Opinion
Civil Action No. 13-6802 (MAS) (TJB)
08-25-2014
NOT FOR PUBLICATION
MEMORANDUM OPINION
SHIPP, District Judge
Defendants Borough of Peapack and Gladstone and the Land Use Board of the Borough of Peapack and Gladstone (collectively, "Defendants") move to dismiss pursuant to Rules 12(b)(1) and 12(b)(6) of the Federal Rules of Civil Procedure. (ECF No. 8.) Plaintiff Matheny School and Hospital, Inc. ("Matheny") filed opposition to the motion (ECF No. 10), and Defendants replied (ECF No. 11). The Court has carefully considered the parties' submissions and decided the matter without oral argument pursuant to Local Civil Rule 78.1.
For the reasons set forth below, Defendants' motion is granted to the extent it seeks dismissal of Matheny's prayer for punitive damages. In all other respects, the motion is denied. Defendants may, however, renew their assertions regarding collateral estoppel and the entire controversy doctrine in the form of a summary judgment motion.
I. Background
Matheny is a New Jersey non-profit corporation that operates a residential facility, school and hospital for individuals with developmental disabilities. (Compl. ¶ 9.) Its 82-acre campus is situated on rural Highland Avenue in the Borough of Peapack and Gladstone (the "Borough"). (Compl. ¶ 8.)
In May 2008, Matheny applied to the Borough's Land Use Board (the "Board") for approval of a plan to significantly expand its existing facilities. The plan called for the construction of a 49,000 square foot building that would house 38 hospital beds, new classrooms, an indoor therapeutic pool and an "adaptive gymnasium." (Compl. ¶ 31.) The plan also called for 88 additional parking spaces. (Id.)
An objection from one of Matheny's neighbors prompted the Board to conduct an in-depth review of the plan and its forecasted effect on Highland Avenue traffic conditions. (Compl. ¶¶ 32-61.) The lengthy proceedings culminated in a December 15, 2011 Variance Resolution denying Matheny's application because "Matheny's traffic projections were not credible, the traffic control conditions were unworkable and unenforceable, and the proposed additional functional capacity . . . 'will be impossible to control or limit.'" (Compl. ¶¶ 62-63.)
In February 2012, Matheny appealed to the New Jersey Superior Court, arguing that the Board's decision was arbitrary and capricious or, alternatively, that it violated New Jersey's Law Against Discrimination and the federal Fair Housing Act. (Compl. ¶ 66.) After severing Matheny's prayer for relief in lieu of a prerogative writ from its statutory discrimination claims, the Superior Court ruled on August 27, 2013 that the Variance Resolution was not arbitrary or capricious. (Compl. ¶¶ 67-68.)
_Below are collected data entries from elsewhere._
PR #2413, opened 2025-03-05
Refine Makefile to install uv venv

faysou:
# Pull Request

Refine Makefile to install uv venv

Add additional instructions to allow installation of a uv venv, the default behaviour, that is now hard to access when using --active

Having make install and make install-uv for example allows both possibilities, installing in a pyenv venv or installing a uv venv in the nautilus folder, that can be then activated with source .venv/bin/activate

## Type of change

- Improvement

Tested it works as expected

### DIFF
--- a/Makefile
+++ b/Makefile
@@ -16,6 +16,19 @@ install-debug:
 install-just-deps:
 	uv sync --active --all-groups --all-extras --no-install-package nautilus_trader
 
+# Install instructions that also set up a uv venv inside the nautilus directory
+.PHONY: install-uv
+install-uv:
+	BUILD_MODE=release uv sync --all-groups --all-extras
+
+.PHONY: install-debug-uv
+install-debug-uv:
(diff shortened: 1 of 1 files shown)


cjdsellers:
I'd have to go back and study the uv docs some more.

But I'm thinking we offer opinionated best practices for the Makefile, to keep it smaller and simpler. If someone wants to do something unusual or support a non standard use case, they can just run the command directly themselves?

Or do you find yourself needing both versions of the target yourself?

faysou:
Well it can become the standard to install a uv venv, the only reason I'm not using it at the moment is that it's not supported by intellijidea ultimate for tests. But as soon as it's supported I'll switch to it.

I didn't find how to install a uv venv with --active, so I thought it would be good to have both options.

Once a uv venv is activated then using --active for other commands works. It's only for installing that removing --active is useful.

PR #2428, opened 2025-03-09
Add logic to handle fractional volume for historical bar #2427

Endura2024:
# Pull Request

Stock reverse split caused some bar's volume < 1, which resulted ValueError('Invalid `value` for quantity: 0.24 was rounded to zero due to size increment 1 and size precision 0') was thrown. The fix is to round fractional volume before passing it to instrument.make_qty

## Type of change

Tested with script to call HistoricInteractiveBrokersClient.request_bars with specific date range, e.g. 2023-01-17 that as <1 volume on some bars to compare behavior before and after code change

### DIFF
--- a/nautilus_trader/adapters/interactive_brokers/client/market_data.py
+++ b/nautilus_trader/adapters/interactive_brokers/client/market_data.py
@@ -650,6 +650,10 @@ class InteractiveBrokersClientMarketDataMixin(BaseMixin):
         ts_event = await self._ib_bar_to_ts_event(bar, bar_type)
         # used to be _convert_ib_bar_date_to_unix_nanos
 
+        # handle fractional quantity that likely caused by stock reverse split
+        if instrument.size_precision == 0 and instrument.size_increment >= 1 and bar.volume < 1:
+            bar.volume = round(bar.volume)
+
         return Bar(
             bar_type=bar_type,
             open=instrument.make_price(bar.open),


cjdsellers:
Hi @Endura2024

Thanks for the report.

Does a fractional volume suggest the `size_precision` needs to be greater than zero, to match the data?
The issue might actually be further upstream here with how the instrument is being defined.

Endura2024:
@cjdsellers  I assume change size_precision can fix the issue as well, but I don't know whether change size_precision  is a safe fix given most live data should have volume as integer. fractional volume is result of stock reverse split and only occurs for old historical data. Please advise what is the right solution to handle fractional volume in historical bar.

Thanks!

stefansimik:
After reading the thread and @cjdsellers' explanation, let me share my thoughts:

The situation with fractional volumes in historical data is **valid but rare**, occurring specifically with:
* Reverse stock splits only
* Historical data only (when volumes are back-adjusted)

Since this represents a real scenario that can't be ignored, I see three potential approaches:
1. Allow fractional volumes globally (which would reduce appropriate validation for 99% of other instruments)
2. Create a configurable setting to allow fractional volumes (default to `False`)
3. Continue disallowing fractional volumes (current behavior, not good)

Option 2 seems like the most logical choice - adding a parameter like `allow_fractional_volume` would maintain validation for most cases while handling these specific historical data scenarios.

I haven't examined exactly where/at what level this setting should be implemented (whether at a global configuration level or as an extension to the instrument definition) - if you have ideas, please share and we can easily choose the optimal approach if this solution makes sense to you.

faysou:
I don't think this would be doable as in various places of the system like bar aggregation and order execution, bar volume is checked against instrument properties. I think the best think that can be done is to round the volume to size increment property of an instrument.

stefansimik:
Mhm, it looks like we are facing a challenge with supporting two scenarios simultaneously:
to support 2 worlds at once:
* One before the stock reverse split
* A second after the split has occurred

It would be interesting to see, how other platforms deal with this problem 😊

cjdsellers:
After considering this some more, it might be best _not_ to support the handling of fractional volumes due to back adjustments from capital events?

I think the goal of backtesting with Nautilus is to create an event driven simulation which is as close to what would have happened live as possible. If your models need adjusted prices, then I think they should be fed separately and directly, rather than flowing through the entire system.

You also want to know your strategy/system handles capital events causing large price changes well. You can't know what the adjustment factor is until after the event occurs as well (so there is arguable some look ahead bias by using them to adjust).

This approach would keep things as simple as possible.

stefansimik:
Makes perfect sense too 👍 
Sometimes keeping things simple for 99.9% situations is better,
than being able to handle 100% with added complexity

Endura2024:
@cjdsellers 
I read the comments. Though overall reverse split is not frequent events, it happens not rarely to leveraged and inverse ETFs, small cap biotech stocks, as they usually have 10:1 reverse split and coupled with low trading volume.  The fix I did mostly impact historical bar code path. Please let me know whether the change acceptable or other solution is preferred?

Thanks!

cjdsellers:
@Endura2024

The fix is mostly a work around which introduces incorrect data by inflating the volume to the minimum size increment.
Per the above, I don't think its worth the added complexity to accommodate the use case?

I'd suggest not using adjusted data for backtesting with Nautilus -- only for model research, validation and direct inputs for evaluation.

PR #2433, opened 2025-03-11
Fix unbound variable for Bybit

sunlei:
# Pull Request

Fix unbound variable issue for Bybit and optimize with local variable for better performance.

## Type of change


sunlei:
Additionally, local variables can be used in other adapters to improve performance. I will address this in a separate PR for consistency.

PR #5602, opened 2024-01-10
Remove comment from AAD cypress.env.json example

oflisback:
Removing unnecessary comment from json example which if included in the actual cypress.env.json file causes cypress to not start (only showing loading spinner) without error message.


jennifer-shehane (approved):

jennifer-shehane:
@oflisback Thanks for the contribution!

PR #5613, opened 2024-01-19
Update description of testFiles option

sjlehn:
Updated the description of the `testFiles` option to indicate that it is relative to the `integrationFolder` path. It took me a while to realize that this path wasn't relative to the project root.


jennifer-shehane:
@sjlehn integrationFolder is only available in Cypress versions prior to 10.0 in our legacy config: https://docs.cypress.io/guides/references/legacy-configuration

Issue #5614, opened 2024-01-24
Bun download fails with no Node.js


MikeMcC399:
### Subject

Installing Cypress > System requirements > Node.js

### Description

- Some users are attempting to install Cypress using Bun (see https://github.com/cypress-io/cypress/issues/28722) and if there is no Node.js installed Cypress produces an error message

> TypeError: undefined is not an object
> The Cypress App could not be downloaded.

- Cypress `13.6.3`
- Bun `1.0.25`
- Ubuntu 22.04

A pure [Bun](https://bun.sh/) environment has no [Node.js](https://nodejs.org/) present.

If Node.js is a firm prerequisite for Cypress, then the documentation section [Installing Cypress > System requirements > Node.js](https://docs.cypress.io/guides/getting-started/installing-cypress#Nodejs) should be updated to state that Node.js is required.

https://bun.sh/docs say:

> At its core is the Bun runtime, a fast JavaScript runtime designed as a drop-in replacement for Node.js.

so if Cypress is not compatible with installing Cypress using a pure Bun environment as the drop-in replacement for Node.js, then the documentation should possibly also mention Bun.

jennifer-shehane:
Added something to docs here: https://github.com/cypress-io/cypress-documentation/pull/5615

PR #5615, opened 2024-01-24
docs: Add note about Cypress requiring Node.js to install

jennifer-shehane:
Close https://github.com/cypress-io/cypress-documentation/issues/5614


MikeMcC399 (approved):
Thank you @jennifer-shehane 

- This resolves the issue #5614 without mentioning Bun
- Support of Bun can be made a separate topic / statement, if required

PR #5626, opened 2024-02-02
fix: design (and remove mistaken yarn.lock)

elevatebart:
- [x] remove jank when switching to dark mode
- [x] keep underline inside the code box when commands are linked
- [x] make the Table of Contents fully opaque on the right side to avoid contrast issues


jaffrepaul (commented):
Two q's:

- What was the jank with dark mode? I didn't notice a difference between this and prod.
- I'm not getting the underline on hover for linked `code` any more, was that intentional?

ryanjwilke:
@elevatebart This looks good. I would be in favor of doing an `underline` on hover for all links. At least links inside the content area. That would be fine.

@jaffrepaul Here's a video of the "jank" Bart is referring to where you see the elements shifting in the content area when you toggle the light and dark mode.

https://github.com/cypress-io/cypress-documentation/assets/211597/541b53b6-1705-41ed-8eae-2cb52301020d

elevatebart:
The link thing was not intentional.
Must have been a glitch between dev and prod. I will fix it and resubmit.

jaffrepaul (changes requested):
There's a slight difference now between `code` that have anchor links inside of the admonitions vs. regular page content. 

I recall wrestling with this last time around before I landed on that current implementation. But you can see the underline is happening on the code display (in a bit of a funny way) in the admonition, but has no hover state otherwise. 

Ideally these are consistent with a hover state that keeps the affordance that these are clickable. https://share.cleanshot.com/zmv2JR11

jaffrepaul (approved):

PR #5628, opened 2024-02-04
fix autoCancelAfterFailures in ModuleAPI

MikeMcC399:
This PR fixes the pipe (vertical bar) rendering in the `autoCancelAfterFailures` entry in the [Guides > Module API > Options](https://docs.cypress.io/guides/guides/module-api#Options) table. The `mdx` Markdown source was attempting to use the HTML Character Entity Number `&#124` for "vertical bar". The `|` character (which is a otherwise a table control character in Markdown) is escaped as `\|` instead for correct rendering.

~~Also, since `false` is a value, not a type, the type is changed to show `boolean` for consistency with the other table entries.~~

---
BEFORE
before autoCancelAfterFailures

---
AFTER
after autoCancelAfterFailures


MikeMcC399:
Preview change on https://deploy-preview-5628--benevolent-cat-040f48.netlify.app/guides/guides/module-api#Options

docs/guides/guides/module-api.mdx
```diff
@@ -56,31 +56,31 @@ node e2e-run-tests.js
...
-| `testingType`             | _string_               | Specify the type of tests to execute; either `e2e` or `component`. Defaults to `e2e`                                                                                                                     |
+| Option                    | Type                  | Description                                                                                                                                                                                              |
+| ------------------------- | --------------------- | -------------------------------------------------------------------------------------------------------------------------------------------------------------------------------------------------------- |
+| `autoCancelAfterFailures` | _number_ \| _boolean_ | Specify the number of failures to cancel a run being recorded to the Cloud or `false` to disable auto-cancellation.                                                                                      |
```
emilyrohrbough, line 61:
```suggestion
| `autoCancelAfterFailures` | _number_ \| _false_ | Specify the number of failures to cancel a run being recorded to the Cloud or `false` to disable auto-cancellation.                                                                                      |
```

emilyrohrbough: False is the correct option here if a number is not specified

MikeMcC399: Thanks for the correction. I was unfamiliar with the concept of TypeScript literal types.
I will revert to using `_false_` as a Type, so the only correction in this PR will be the rendering of the pipe symbol.

emilyrohrbough (approved):

emilyrohrbough:
Thanks Mike!

PR #5634, opened 2024-02-06
fix: document should update when path changes

elevatebart:


elevatebart:
@emilyrohrbough I fixed an error where when one clicks on a link it did not switch to the page.

It was actually a problem of not expanding sections containing active items.

emilyrohrbough:
@elevatebart The navigation is now correctly highlighting, but we have log the scrolling nav item into view behavior we previously had. See

https://github.com/cypress-io/cypress-documentation/assets/14099737/15f5bd0a-c817-4c23-9488-4e48d649a188

elevatebart:
Hello @emilyrohrbough I just updated docmenu with the proper scrolling behavior.

It should work better now.

emilyrohrbough (approved):

PR #5730, opened 2024-02-28
fix: wrong args order in introduction-to-cypress.mdx

degletnour:
+ removed unused index arg.


jennifer-shehane (commented):
The first arg returned here is the index. Removing the index arg results in this code failing and not returning the el here.

PR #5740, opened 2024-03-05
fix: update calledwith assertions argument list syntax

### LINKED ISSUE #5736: Misleading argument description in .should('have.been.calledWith', ['arg1, 'arg2'])
### Subject

guides/references/assertions

### Description

Screenshot 2024-03-02 181146

https://docs.cypress.io/guides/references/assertions#Sinon-Chai

The current document states that the arguments should be passed in as an array, while the actual behavior expects a list of arguments.

For example, the following assertion will fail when running the test.

```js
        //wrong assertion with array
        cy.get('@open').should('have.been.calledOnceWithExactly', [
           `${Cypress.config('baseUrl')}/?space=e7bf21ca`,
           `inkstain-e7bf21ca`,
         ]);
```

Changing to argument list will pass.

```ts
        cy.get('@open').should(
          'have.been.calledOnceWithExactly',
          `${Cypress.config('baseUrl')}/?space=e7bf21ca`,
          `inkstain-e7bf21ca`
        );
```

t-benze:
This is to update the description regarding the calledWith assertion arguments syntax.

(Closes #5736)

### DIFF
--- a/docs/guides/references/assertions.mdx
+++ b/docs/guides/references/assertions.mdx
@@ -126,31 +126,31 @@ You will commonly use these chainers after using DOM commands like:
 These chainers are used on assertions with [`cy.stub()`](/api/commands/stub) and
 [`cy.spy()`](/api/commands/spy).
 
-| Sinon.JS property/method | Assertion                                                                                                                   |
-| ------------------------ | --------------------------------------------------------------------------------------------------------------------------- |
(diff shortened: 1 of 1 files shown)


jennifer-shehane (approved):
Looks good. Main Sinon docs here: https://sinonjs.org/releases/v17/assertions/

PR #5741, opened 2024-03-06
Adding pixeleye to plugins.json

AlfieJones:
I've added [Pixeleye](https://pixeleye.io/home) to the plugin definitions.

Matheny commenced this action in November 2013. Its Complaint repeats the Fair Housing Act claims, which remained pending before the Superior Court at that time, and also alleges equal protection claims under 42 U.S.C. § 1983 and the New Jersey Civil Rights Act.
In June 2014, after the instant motion had been fully briefed, the Superior Court granted Defendants' motion for summary judgment on Matheny's Fair Housing Act claims. (Ltr., ECF No. 13.) Matheny subsequently withdrew its Fair Housing Act claims in this matter. (ECF Nos. 12 & 15.)
II. Standard of Review
Defendants' challenge to this Court's jurisdiction arises under Rule 12(b)(1) of the Federal Rules of Civil Procedure. A Rule 12(b)(1) motion filed before the movant has answered constitutes a "facial challenge" to subject matter jurisdiction. Kalick v. United States, No. 13-6456, --- F. Supp. 2d ---, 2014 WL 3778692, at *3 (D.N.J. July 30, 2014) (citing Cardio-Med. Assocs. v. Crozer-Chester Med. Ctr., 721 F.2d 68, 75 (3d Cir. 1983)). Accordingly, this Court's inquiry asks "only whether the allegations on the face of the complaint, taken as true, allege facts sufficient to invoke the jurisdiction of the district court." Licata v. U.S. Postal Serv., 33 F.3d 259, 260 (3d Cir. 1994).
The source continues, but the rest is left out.